=== Work task ===
If a line of the listing contains the string "Keith", return that line.

########

PR #3144, opened 2024-05-08
feat: Export the start block number and slice the light client log.

yanguoyu:
1. Export the start block number https://github.com/Magickbase/neuron-public-issues/issues/386
2. Slice the export light client log https://github.com/Magickbase/neuron-public-issues/issues/378

### DIFF
--- a/packages/neuron-wallet/src/controllers/export-debug.ts
+++ b/packages/neuron-wallet/src/controllers/export-debug.ts
@@ -13,6 +13,7 @@ import SettingsService from '../services/settings'
 import { generateRPC } from '../utils/ckb-rpc'
 import { CKBLightRunner } from '../services/light-runner'
 import { LIGHT_CLIENT_MAINNET, LIGHT_CLIENT_TESTNET } from '../utils/const'
+import WalletsService from '../services/wallets'
 
 export default class ExportDebugController {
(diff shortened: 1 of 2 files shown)


packages/neuron-wallet/src/controllers/export-debug.ts
```diff
@@ -95,30 +97,31 @@ export default class ExportDebugController {
         release,
         vcredist,
       },
+      wallets: wallets.map(v => ({
+        id: v.id,
+        name: v.name,
```
Keith-CY, line 102: `Name` of a wallet is kind of private and it's better not to be exposed in public, and `id` is sensitive too, how about masking some chars of the id in the log

yanguoyu: I will remove the name field. Id is a random string created by `uuid`, I don't know whether id is sensitive

yanguoyu: I have removed the `walletId` in `hd_public_key_info.csv` and used `index` to recognize it as one wallet, and also match the start block number that the user sets.

Keith-CY (approved):

Danie0918:
@homura @devchenyan Please have a review.

devchenyan (approved):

########

=== Answer to this problem ===
Keith-CY, line 102: `Name` of a wallet is kind of private and it's better not to be exposed in public, and `id` is sensitive too, how about masking some chars of the id in the log
Keith-CY (approved):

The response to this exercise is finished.